Work to be completed: Look below for lines that hold the string "KeyCertPathPair" and copy each one.

--- Given information Enclosed Below ---

PR #158, opened 2022-09-18
Remove drone handshake and make drone ID a string

paulgb:


core/src/messages/scheduler.rs
```diff
@@ -36,9 +36,9 @@ pub struct ScheduleRequest {
 }
 
 impl ScheduleRequest {
-    pub fn schedule(&self, drone_id: DroneId) -> SpawnRequest {
+    pub fn schedule(&self, drone_id: &DroneId) -> SpawnRequest {
```
pretentious7, line 39: So, this is a rust idiom right? to generally borrow in function params as much as possible? why?

dev/tests/cert.rs
```diff
@@ -5,7 +5,9 @@ use dev::{
     timeout::{spawn_timeout, timeout},
 };
 use dis_spawner::{messages::cert::SetAcmeDnsRecord, nats::TypedNats, types::ClusterName};
-use dis_spawner_drone::{cert::acme::AcmeEabConfiguration, cert::CertOptions, keys::KeyCertPathPair};
+use dis_spawner_drone::{
+    cert::acme::AcmeEabConfiguration, cert::CertOptions, keys::KeyCertPathPair,
+};
```
pretentious7, line 10: I think I'm the one with a misconfigured rustfmt probably, but might be a good idea to put a rustfmt toml in the root dir.

core/src/messages/scheduler.rs
paulgb: Yes. Before, `DroneId` wrapped a `u32`, which is cheap to copy, so `DroneId` implemented `Copy`, and the compiler would make copies of it freely. That way, you can pass it to functions like this without the caller losing ownership of the value.

With this update, `DroneId` wraps a `String`, so it does not implement `Copy`. Our choice here would either be to keep this function signature as-is and call `.clone()` on every `DroneId` we pass in (except where we really do want to transfer ownership), or do what I do here and take a reference.

Generally, my decision between the two is:
- If an argument implements `Copy`, the signature should receive it by value rather than as a reference.
- If an argument does not implement `Copy` and the function does not make a copy of it, take the value by reference.
- If an argument does not implement `Copy` and the function needs to make a copy of it (e.g. to put it into a data structure and return it), it's a judgement call; usually I receive it by value and allow the caller to `clone()` if needed, but if I know that the caller will always need to `clone()`, I might take a reference and bake the cloning behavior into the function.

pretentious7 (approved):

dev/tests/cert.rs
paulgb: What config are you using? I am just using defaults but if you are opinionated about the style I'm open to different settings.

core/src/messages/scheduler.rs
pretentious7: ahhh that makes a lot of sense :+1:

--- End of Enclosed Given information ---

Response to the exercise:
-use dis_spawner_drone::{cert::acme::AcmeEabConfiguration, cert::CertOptions, keys::KeyCertPathPair};
+    cert::acme::AcmeEabConfiguration, cert::CertOptions, keys::KeyCertPathPair,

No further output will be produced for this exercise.